You are very right. I often think I should buy the woman involved in my first divorce a coke because she did me a favor!


----------



## Fair Light (Oct 13, 2010)

I'll take you one further Tambo...I look back at her and actually feel sorry for her...because he fed her a pack of lies too...but I don't think I am "too sorry"...LOL..I am not quite to that level of healing yet...


----------



## tambo (Mar 28, 2003)

Fair Light said:


> I'll take you one further Tambo...I look back at her and actually feel sorry for her...because he fed her a pack of lies too...but I don't think I am "too sorry"...LOL..I am not quite to that level of healing yet...


This maybe terrible to say but I don't feel sorry for her at all. She deserves everything she's got, gets and more. 

I left with nothing and I can honestly say everything I have I got by working hard by myself. It wasn't easy and I did it without a college education. Part of the time I made good to me money and other times I haven't. I'm not bragging at all I didn't have any other choice but to do it. A person can do anything they want/have to do if they are determined enough.


----------



## mickm (Jul 23, 2010)

My ex left me for a woman, and that woman asked to be my facebook friend, after my ex left her! 
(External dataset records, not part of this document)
PR #216, opened 2017-04-26
oci: Fix annotation namespacing.

jodh-intel:
The OCI spec states for Annotations that "Keys SHOULD be named using a
reverse domain notation". This is sensible to minimise the chance of
collision (Annotations have a shared namespace).


pkg/oci/utils.go
```diff
@@ -32,8 +32,8 @@ var (
 	// ErrNoLinux is an error for missing Linux sections in the OCI configuration file.
 	ErrNoLinux = errors.New("missing Linux section")
 
-	// ociConfigPathKey is the annotation key to fetch the OCI config.json file path.
-	ociConfigPathKey = "oci/config_path"
+	// ociConfigPathKey is the annotation key to fetch the OCI configuration file path.
+	ociConfigPathKey = "com.github.containers.virtcontainers.pkg.oci.config_path"
```
sboeuf: I think you're talking about a different thing here. The OCI specs defines some annotations but our Annotations field in virtcontainers is not OCI specific. It is intended to provide any runtime implementation, a way to store extra data that are specific to the specification.
I think we should not merge this change.

jodh-intel:
@sboeuf - ah - the commit message needs to be tweaked, but:

https://github.com/containers/virtcontainers/blob/master/pod.go#L285..L286

jodh-intel:
Branch updated.

sboeuf:
@jodh-intel Sounds better like this :)
LGTM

I didnt feel like being friends! I dont hold any animosity towards her, or my ex, really.

Life goes on.......


----------



## littlejoe (Jan 17, 2007)

Hey gal! Hold your head up and be proud of your accomplishments! I've read enough of your posts to know you're a standup person. You really do have a lot to be thankful for!!!!!

I've never studied algebra or calculus. Simple math was always easy for me. Slopes are translated into grades (%) with what I'm doing presently (dirt, pipeline work). It's a fairly simple equation, although it's not in my head at the moment. And simple is my middle name! I'm probably way behind in what you're searching for though? Although I've got ideas, I can't seem to make water run uphill? Maybe that will help mentally? lol!

mick, I will commend you on this post. I've got crosways with you on other subjects.

I feel it is pretty truthful however! I didn't like myself for a time... wasn't that life was unfair... just that I didn't understand it. Until I realized how much it taught me... so much more than what I seeked at that present time. It WILL shape you...just use it to your advantage! ALL OF IT!

You are a strong person, and an admirable person, Laura from wherever and whenever! Use all of what you were gifted with, as you should!!!!



mickm said:


> Ok i will be the jerk, and i will repeat my previous advice, you will become happy, when you choose to become happy.
> 
> Math sucks. I know what i need to know, and avoid the rest. its like trying to pound a nail in to a chunk of rubber, trying to teach me math.
> -
> ...


----------



## whiskeylivewire (May 27, 2009)

Laura, my friend, keep going. I am horrible at algebra, totally horrible. I think it is ridiculous that we have to take it to get a degree if our degree has nothing to do with it. Stay strong, don't let one class bring you down! You are not stupid...you are listening to Satan at the moment and ya need to stop doing that.


----------



## jwal10 (Jun 5, 2010)

Do not let him win!!!!!!! Sometimes you have to stop praying for what you want so you can hear what God is telling you. When we tell people we believe in God and trust in him, we have to do that when we get to the low spots in our life. 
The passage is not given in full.